| EXTRACTED ENTRIES |
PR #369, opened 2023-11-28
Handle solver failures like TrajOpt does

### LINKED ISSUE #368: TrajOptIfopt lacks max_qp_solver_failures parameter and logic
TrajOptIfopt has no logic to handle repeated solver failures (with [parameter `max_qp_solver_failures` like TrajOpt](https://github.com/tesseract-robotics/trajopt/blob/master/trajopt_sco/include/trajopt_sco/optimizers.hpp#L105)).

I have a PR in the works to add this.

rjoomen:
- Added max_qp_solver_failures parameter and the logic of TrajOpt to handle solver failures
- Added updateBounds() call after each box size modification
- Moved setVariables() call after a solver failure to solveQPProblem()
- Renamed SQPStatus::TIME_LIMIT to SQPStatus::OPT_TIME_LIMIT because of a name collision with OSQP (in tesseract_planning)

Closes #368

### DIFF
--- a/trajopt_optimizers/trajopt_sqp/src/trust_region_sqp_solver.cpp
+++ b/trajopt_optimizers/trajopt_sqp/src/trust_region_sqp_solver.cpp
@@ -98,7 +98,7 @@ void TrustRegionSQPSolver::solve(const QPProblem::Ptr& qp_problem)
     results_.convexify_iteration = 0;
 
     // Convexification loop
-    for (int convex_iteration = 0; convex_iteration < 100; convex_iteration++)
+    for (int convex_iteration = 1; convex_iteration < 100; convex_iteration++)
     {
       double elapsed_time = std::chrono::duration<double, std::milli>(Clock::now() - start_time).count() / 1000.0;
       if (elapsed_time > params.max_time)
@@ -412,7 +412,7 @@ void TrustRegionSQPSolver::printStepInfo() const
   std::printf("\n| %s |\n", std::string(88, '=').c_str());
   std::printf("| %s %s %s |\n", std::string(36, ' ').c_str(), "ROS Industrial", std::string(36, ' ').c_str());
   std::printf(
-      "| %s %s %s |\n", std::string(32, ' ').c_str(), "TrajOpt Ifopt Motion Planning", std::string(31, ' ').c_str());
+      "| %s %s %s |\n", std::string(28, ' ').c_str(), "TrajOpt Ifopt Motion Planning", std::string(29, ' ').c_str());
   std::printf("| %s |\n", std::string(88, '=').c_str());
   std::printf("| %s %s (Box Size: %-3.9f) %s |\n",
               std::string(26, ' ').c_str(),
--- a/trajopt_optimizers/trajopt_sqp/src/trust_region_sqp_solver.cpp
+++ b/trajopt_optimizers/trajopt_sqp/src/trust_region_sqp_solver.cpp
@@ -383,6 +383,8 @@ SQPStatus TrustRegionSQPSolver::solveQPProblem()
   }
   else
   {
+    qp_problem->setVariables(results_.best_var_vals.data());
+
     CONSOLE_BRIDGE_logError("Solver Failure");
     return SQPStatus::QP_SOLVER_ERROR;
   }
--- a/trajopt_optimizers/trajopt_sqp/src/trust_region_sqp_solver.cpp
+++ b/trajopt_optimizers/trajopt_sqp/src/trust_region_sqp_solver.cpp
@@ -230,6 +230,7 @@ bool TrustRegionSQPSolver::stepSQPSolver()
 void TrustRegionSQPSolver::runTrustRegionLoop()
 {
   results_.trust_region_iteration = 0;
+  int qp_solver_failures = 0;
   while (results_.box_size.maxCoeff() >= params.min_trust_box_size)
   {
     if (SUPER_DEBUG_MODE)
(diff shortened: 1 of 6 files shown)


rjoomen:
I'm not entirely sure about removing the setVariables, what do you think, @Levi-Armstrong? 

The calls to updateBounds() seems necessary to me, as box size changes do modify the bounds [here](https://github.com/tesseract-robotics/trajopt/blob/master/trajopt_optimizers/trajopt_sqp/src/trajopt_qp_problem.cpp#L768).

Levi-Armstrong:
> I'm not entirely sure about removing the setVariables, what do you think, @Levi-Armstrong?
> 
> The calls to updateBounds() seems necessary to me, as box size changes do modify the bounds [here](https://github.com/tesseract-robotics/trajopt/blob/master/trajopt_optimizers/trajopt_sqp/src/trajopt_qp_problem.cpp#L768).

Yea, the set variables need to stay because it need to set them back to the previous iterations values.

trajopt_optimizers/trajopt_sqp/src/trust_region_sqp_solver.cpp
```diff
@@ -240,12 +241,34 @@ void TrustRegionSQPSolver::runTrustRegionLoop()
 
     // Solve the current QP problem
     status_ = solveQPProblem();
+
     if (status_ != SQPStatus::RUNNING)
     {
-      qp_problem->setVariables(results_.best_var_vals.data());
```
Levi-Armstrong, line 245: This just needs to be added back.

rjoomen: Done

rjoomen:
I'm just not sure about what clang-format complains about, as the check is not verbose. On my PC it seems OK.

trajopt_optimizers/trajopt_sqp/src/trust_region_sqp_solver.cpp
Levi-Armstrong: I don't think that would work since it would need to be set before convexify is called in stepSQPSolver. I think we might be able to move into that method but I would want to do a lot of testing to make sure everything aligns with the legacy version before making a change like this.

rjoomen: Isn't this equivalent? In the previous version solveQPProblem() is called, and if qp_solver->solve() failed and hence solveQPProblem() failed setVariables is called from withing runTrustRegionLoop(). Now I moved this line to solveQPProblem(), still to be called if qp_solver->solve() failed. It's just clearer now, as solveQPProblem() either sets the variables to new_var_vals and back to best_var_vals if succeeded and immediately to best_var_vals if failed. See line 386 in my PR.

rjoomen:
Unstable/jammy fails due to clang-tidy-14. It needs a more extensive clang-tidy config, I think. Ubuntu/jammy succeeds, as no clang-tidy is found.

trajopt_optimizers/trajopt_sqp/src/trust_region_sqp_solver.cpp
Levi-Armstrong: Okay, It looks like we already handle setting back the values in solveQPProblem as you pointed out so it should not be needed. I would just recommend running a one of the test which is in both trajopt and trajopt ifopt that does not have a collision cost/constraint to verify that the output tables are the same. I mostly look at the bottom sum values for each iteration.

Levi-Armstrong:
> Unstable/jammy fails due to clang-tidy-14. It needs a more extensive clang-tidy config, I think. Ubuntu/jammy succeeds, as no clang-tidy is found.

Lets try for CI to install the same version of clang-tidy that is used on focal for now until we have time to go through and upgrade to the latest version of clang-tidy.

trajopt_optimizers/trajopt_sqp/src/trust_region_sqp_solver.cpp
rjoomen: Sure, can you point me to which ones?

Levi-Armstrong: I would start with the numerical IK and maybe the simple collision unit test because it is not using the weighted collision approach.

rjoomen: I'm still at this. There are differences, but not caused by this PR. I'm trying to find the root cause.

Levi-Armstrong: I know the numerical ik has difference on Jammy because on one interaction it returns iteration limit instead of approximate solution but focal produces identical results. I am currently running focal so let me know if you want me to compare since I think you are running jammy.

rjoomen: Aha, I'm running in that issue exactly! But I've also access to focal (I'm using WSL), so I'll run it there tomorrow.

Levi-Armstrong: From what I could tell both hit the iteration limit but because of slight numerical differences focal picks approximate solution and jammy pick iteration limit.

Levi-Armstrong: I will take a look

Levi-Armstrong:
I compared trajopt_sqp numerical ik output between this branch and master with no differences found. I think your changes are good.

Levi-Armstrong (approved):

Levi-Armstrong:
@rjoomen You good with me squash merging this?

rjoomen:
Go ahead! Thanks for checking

| ASSIGNED TASK |
Exact transcription of the records is all that is wanted.

| YOUR RESPONSE |
PR #369, opened 2023-11-28
Handle solver failures like TrajOpt does

### LINKED ISSUE #368: TrajOptIfopt lacks max_qp_solver_failures parameter and logic
TrajOptIfopt has no logic to handle repeated solver failures (with [parameter `max_qp_solver_failures` like TrajOpt](https://github.com/tesseract-robotics/trajopt/blob/master/trajopt_sco/include/trajopt_sco/optimizers.hpp#L105)).

I have a PR in the works to add this.

rjoomen:
- Added max_qp_solver_failures parameter and the logic of TrajOpt to handle solver failures
- Added updateBounds() call after each box size modification
- Moved setVariables() call after a solver failure to solveQPProblem()
- Renamed SQPStatus::TIME_LIMIT to SQPStatus::OPT_TIME_LIMIT because of a name collision with OSQP (in tesseract_planning)

Closes #368

### DIFF
--- a/trajopt_optimizers/trajopt_sqp/src/trust_region_sqp_solver.cpp
+++ b/trajopt_optimizers/trajopt_sqp/src/trust_region_sqp_solver.cpp
@@ -98,7 +98,7 @@ void TrustRegionSQPSolver::solve(const QPProblem::Ptr& qp_problem)
     results_.convexify_iteration = 0;
 
     // Convexification loop
-    for (int convex_iteration = 0; convex_iteration < 100; convex_iteration++)
+    for (int convex_iteration = 1; convex_iteration < 100; convex_iteration++)
     {
       double elapsed_time = std::chrono::duration<double, std::milli>(Clock::now() - start_time).count() / 1000.0;
       if (elapsed_time > params.max_time)
@@ -412,7 +412,7 @@ void TrustRegionSQPSolver::printStepInfo() const
   std::printf("\n| %s |\n", std::string(88, '=').c_str());
   std::printf("| %s %s %s |\n", std::string(36, ' ').c_str(), "ROS Industrial", std::string(36, ' ').c_str());
   std::printf(
-      "| %s %s %s |\n", std::string(32, ' ').c_str(), "TrajOpt Ifopt Motion Planning", std::string(31, ' ').c_str());
+      "| %s %s %s |\n", std::string(28, ' ').c_str(), "TrajOpt Ifopt Motion Planning", std::string(29, ' ').c_str());
   std::printf("| %s |\n", std::string(88, '=').c_str());
   std::printf("| %s %s (Box Size: %-3.9f) %s |\n",
               std::string(26, ' ').c_str(),
--- a/trajopt_optimizers/trajopt_sqp/src/trust_region_sqp_solver.cpp
+++ b/trajopt_optimizers/trajopt_sqp/src/trust_region_sqp_solver.cpp
@@ -383,6 +383,8 @@ SQPStatus TrustRegionSQPSolver::solveQPProblem()
   }
   else
   {
+    qp_problem->setVariables(results_.best_var_vals.data());
+
     CONSOLE_BRIDGE_logError("Solver Failure");
     return SQPStatus::QP_SOLVER_ERROR;
   }
--- a/trajopt_optimizers/trajopt_sqp/src/trust_region_sqp_solver.cpp
+++ b/trajopt_optimizers/trajopt_sqp/src/trust_region_sqp_solver.cpp
@@ -230,6 +230,7 @@ bool TrustRegionSQPSolver::stepSQPSolver()
 void TrustRegionSQPSolver::runTrustRegionLoop()
 {
   results_.trust_region_iteration = 0;
+  int qp_solver_failures = 0;
   while (results_.box_size.maxCoeff() >= params.min_trust_box_size)
   {
     if (SUPER_DEBUG_MODE)
(diff shortened: 1 of 6 files shown)


rjoomen:
I'm not entirely sure about removing the setVariables, what do you think, @Levi-Armstrong? 

The calls to updateBounds() seems necessary to me, as box size changes do modify the bounds [here](https://github.com/tesseract-robotics/trajopt/blob/master/trajopt_optimizers/trajopt_sqp/src/trajopt_qp_problem.cpp#L768).

Levi-Armstrong:
> I'm not entirely sure about removing the setVariables, what do you think, @Levi-Armstrong?
> 
> The calls to updateBounds() seems necessary to me, as box size changes do modify the bounds [here](https://github.com/tesseract-robotics/trajopt/blob/master/trajopt_optimizers/trajopt_sqp/src/trajopt_qp_problem.cpp#L768).

Yea, the set variables need to stay because it need to set them back to the previous iterations values.

trajopt_optimizers/trajopt_sqp/src/trust_region_sqp_solver.cpp
```diff
@@ -240,12 +241,34 @@ void TrustRegionSQPSolver::runTrustRegionLoop()
 
     // Solve the current QP problem
     status_ = solveQPProblem();
+
     if (status_ != SQPStatus::RUNNING)
     {
-      qp_problem->setVariables(results_.best_var_vals.data());
```
Levi-Armstrong, line 245: This just needs to be added back.

rjoomen: Done

rjoomen:
I'm just not sure about what clang-format complains about, as the check is not verbose. On my PC it seems OK.

trajopt_optimizers/trajopt_sqp/src/trust_region_sqp_solver.cpp
Levi-Armstrong: I don't think that would work since it would need to be set before convexify is called in stepSQPSolver. I think we might be able to move into that method but I would want to do a lot of testing to make sure everything aligns with the legacy version before making a change like this.

rjoomen: Isn't this equivalent? In the previous version solveQPProblem() is called, and if qp_solver->solve() failed and hence solveQPProblem() failed setVariables is called from withing runTrustRegionLoop(). Now I moved this line to solveQPProblem(), still to be called if qp_solver->solve() failed. It's just clearer now, as solveQPProblem() either sets the variables to new_var_vals and back to best_var_vals if succeeded and immediately to best_var_vals if failed. See line 386 in my PR.

rjoomen:
Unstable/jammy fails due to clang-tidy-14. It needs a more extensive clang-tidy config, I think. Ubuntu/jammy succeeds, as no clang-tidy is found.

trajopt_optimizers/trajopt_sqp/src/trust_region_sqp_solver.cpp
Levi-Armstrong: Okay, It looks like we already handle setting back the values in solveQPProblem as you pointed out so it should not be needed. I would just recommend running a one of the test which is in both trajopt and trajopt ifopt that does not have a collision cost/constraint to verify that the output tables are the same. I mostly look at the bottom sum values for each iteration.

Levi-Armstrong:
> Unstable/jammy fails due to clang-tidy-14. It needs a more extensive clang-tidy config, I think. Ubuntu/jammy succeeds, as no clang-tidy is found.

Lets try for CI to install the same version of clang-tidy that is used on focal for now until we have time to go through and upgrade to the latest version of clang-tidy.

trajopt_optimizers/trajopt_sqp/src/trust_region_sqp_solver.cpp
rjoomen: Sure, can you point me to which ones?

Levi-Armstrong: I would start with the numerical IK and maybe the simple collision unit test because it is not using the weighted collision approach.

rjoomen: I'm still at this. There are differences, but not caused by this PR. I'm trying to find the root cause.

Levi-Armstrong: I know the numerical ik has difference on Jammy because on one interaction it returns iteration limit instead of approximate solution but focal produces identical results. I am currently running focal so let me know if you want me to compare since I think you are running jammy.

rjoomen: Aha, I'm running in that issue exactly! But I've also access to focal (I'm using WSL), so I'll run it there tomorrow.

Levi-Armstrong: From what I could tell both hit the iteration limit but because of slight numerical differences focal picks approximate solution and jammy pick iteration limit.

Levi-Armstrong: I will take a look

Levi-Armstrong:
I compared trajopt_sqp numerical ik output between this branch and master with no differences found. I think your changes are good.

Levi-Armstrong (approved):

Levi-Armstrong:
@rjoomen You good with me squash merging this?

rjoomen:
Go ahead! Thanks for checking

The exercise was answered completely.